- _How to complete this task_: Say how many lines of the records include the string "those". Nothing else belongs in the answer.

+ + +

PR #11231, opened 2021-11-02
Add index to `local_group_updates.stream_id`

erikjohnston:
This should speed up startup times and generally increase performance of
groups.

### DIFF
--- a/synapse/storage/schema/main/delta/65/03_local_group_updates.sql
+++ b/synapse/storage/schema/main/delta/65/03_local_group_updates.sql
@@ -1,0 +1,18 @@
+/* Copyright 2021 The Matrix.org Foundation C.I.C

+ + +

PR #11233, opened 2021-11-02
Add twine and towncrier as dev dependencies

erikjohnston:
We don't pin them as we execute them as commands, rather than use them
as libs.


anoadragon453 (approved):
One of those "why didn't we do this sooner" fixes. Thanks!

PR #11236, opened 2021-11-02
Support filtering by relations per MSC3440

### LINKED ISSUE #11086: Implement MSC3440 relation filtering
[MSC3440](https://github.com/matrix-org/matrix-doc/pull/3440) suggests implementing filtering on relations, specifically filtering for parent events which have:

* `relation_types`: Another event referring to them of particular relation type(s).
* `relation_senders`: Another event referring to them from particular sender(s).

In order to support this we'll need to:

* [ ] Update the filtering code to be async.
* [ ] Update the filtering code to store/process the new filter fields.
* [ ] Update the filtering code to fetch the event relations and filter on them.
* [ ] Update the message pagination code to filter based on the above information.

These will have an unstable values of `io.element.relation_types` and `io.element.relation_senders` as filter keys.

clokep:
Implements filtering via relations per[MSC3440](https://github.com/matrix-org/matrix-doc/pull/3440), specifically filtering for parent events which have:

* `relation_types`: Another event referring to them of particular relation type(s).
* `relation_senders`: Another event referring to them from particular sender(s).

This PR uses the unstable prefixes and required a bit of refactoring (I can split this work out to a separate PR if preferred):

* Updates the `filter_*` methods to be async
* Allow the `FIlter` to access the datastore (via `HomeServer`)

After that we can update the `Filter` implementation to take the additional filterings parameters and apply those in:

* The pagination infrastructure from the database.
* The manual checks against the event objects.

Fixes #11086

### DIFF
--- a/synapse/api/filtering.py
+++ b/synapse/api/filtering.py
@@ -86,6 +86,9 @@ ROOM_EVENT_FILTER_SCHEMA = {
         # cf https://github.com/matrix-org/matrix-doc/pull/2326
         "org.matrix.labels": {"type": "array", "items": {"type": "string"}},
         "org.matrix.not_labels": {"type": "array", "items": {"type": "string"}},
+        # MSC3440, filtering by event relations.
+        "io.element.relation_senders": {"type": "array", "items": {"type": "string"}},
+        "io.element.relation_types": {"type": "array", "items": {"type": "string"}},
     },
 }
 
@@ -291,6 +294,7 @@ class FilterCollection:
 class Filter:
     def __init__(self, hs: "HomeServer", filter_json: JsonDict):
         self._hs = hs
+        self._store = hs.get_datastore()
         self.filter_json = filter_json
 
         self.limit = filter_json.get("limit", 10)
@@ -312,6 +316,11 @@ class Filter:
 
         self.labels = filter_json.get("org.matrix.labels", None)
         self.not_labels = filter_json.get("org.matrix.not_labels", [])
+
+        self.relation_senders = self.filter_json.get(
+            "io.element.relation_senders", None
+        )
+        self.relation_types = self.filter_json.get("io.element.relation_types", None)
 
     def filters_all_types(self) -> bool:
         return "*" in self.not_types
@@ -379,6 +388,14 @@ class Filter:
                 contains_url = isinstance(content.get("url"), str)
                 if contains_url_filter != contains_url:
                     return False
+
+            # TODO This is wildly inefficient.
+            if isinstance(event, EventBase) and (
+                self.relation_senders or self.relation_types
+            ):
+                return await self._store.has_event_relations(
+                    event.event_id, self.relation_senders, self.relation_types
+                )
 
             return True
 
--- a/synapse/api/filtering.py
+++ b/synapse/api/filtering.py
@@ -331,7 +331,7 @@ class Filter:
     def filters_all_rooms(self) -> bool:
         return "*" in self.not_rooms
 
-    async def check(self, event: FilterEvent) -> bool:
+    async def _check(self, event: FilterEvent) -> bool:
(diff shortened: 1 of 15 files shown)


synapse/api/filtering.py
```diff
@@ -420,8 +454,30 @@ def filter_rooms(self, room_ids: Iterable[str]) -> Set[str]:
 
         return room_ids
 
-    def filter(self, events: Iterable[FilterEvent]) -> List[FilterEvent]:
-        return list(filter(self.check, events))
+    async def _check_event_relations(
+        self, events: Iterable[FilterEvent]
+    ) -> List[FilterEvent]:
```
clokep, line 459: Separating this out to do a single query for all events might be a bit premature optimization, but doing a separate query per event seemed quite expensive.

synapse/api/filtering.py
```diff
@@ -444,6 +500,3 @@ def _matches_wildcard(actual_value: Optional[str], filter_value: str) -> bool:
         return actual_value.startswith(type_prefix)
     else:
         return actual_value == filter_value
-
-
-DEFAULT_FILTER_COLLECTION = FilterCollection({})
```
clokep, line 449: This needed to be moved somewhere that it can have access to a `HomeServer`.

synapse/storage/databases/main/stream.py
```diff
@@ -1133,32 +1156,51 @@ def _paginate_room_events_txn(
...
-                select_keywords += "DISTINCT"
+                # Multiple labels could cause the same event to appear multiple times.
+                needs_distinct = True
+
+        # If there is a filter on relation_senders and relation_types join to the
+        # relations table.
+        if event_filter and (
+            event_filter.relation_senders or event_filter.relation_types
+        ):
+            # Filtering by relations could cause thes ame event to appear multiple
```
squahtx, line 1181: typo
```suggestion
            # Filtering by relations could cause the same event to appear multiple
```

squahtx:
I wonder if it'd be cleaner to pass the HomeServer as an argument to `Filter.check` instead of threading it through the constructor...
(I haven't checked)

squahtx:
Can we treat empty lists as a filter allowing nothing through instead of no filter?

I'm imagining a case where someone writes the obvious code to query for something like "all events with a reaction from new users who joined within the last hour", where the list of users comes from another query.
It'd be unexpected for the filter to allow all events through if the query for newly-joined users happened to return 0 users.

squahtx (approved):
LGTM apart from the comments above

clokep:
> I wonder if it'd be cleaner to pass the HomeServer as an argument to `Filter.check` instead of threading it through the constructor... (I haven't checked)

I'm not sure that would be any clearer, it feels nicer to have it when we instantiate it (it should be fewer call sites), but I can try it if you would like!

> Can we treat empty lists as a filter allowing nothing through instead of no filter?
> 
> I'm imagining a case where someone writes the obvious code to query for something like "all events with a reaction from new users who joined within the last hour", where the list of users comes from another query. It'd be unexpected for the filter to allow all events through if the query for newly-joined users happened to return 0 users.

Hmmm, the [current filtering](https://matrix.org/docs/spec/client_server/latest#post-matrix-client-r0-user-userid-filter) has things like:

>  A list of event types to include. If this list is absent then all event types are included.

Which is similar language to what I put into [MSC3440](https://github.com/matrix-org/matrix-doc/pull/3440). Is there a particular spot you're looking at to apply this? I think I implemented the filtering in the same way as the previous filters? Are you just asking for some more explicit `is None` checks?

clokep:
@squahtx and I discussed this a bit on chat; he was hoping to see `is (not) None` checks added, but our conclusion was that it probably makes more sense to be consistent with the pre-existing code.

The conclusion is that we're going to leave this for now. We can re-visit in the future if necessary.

+ + +

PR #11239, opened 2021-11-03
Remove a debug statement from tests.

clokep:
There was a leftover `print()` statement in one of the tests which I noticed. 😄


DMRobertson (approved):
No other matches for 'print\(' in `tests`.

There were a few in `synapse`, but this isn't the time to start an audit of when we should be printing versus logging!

+ + +

- _Result below_: 2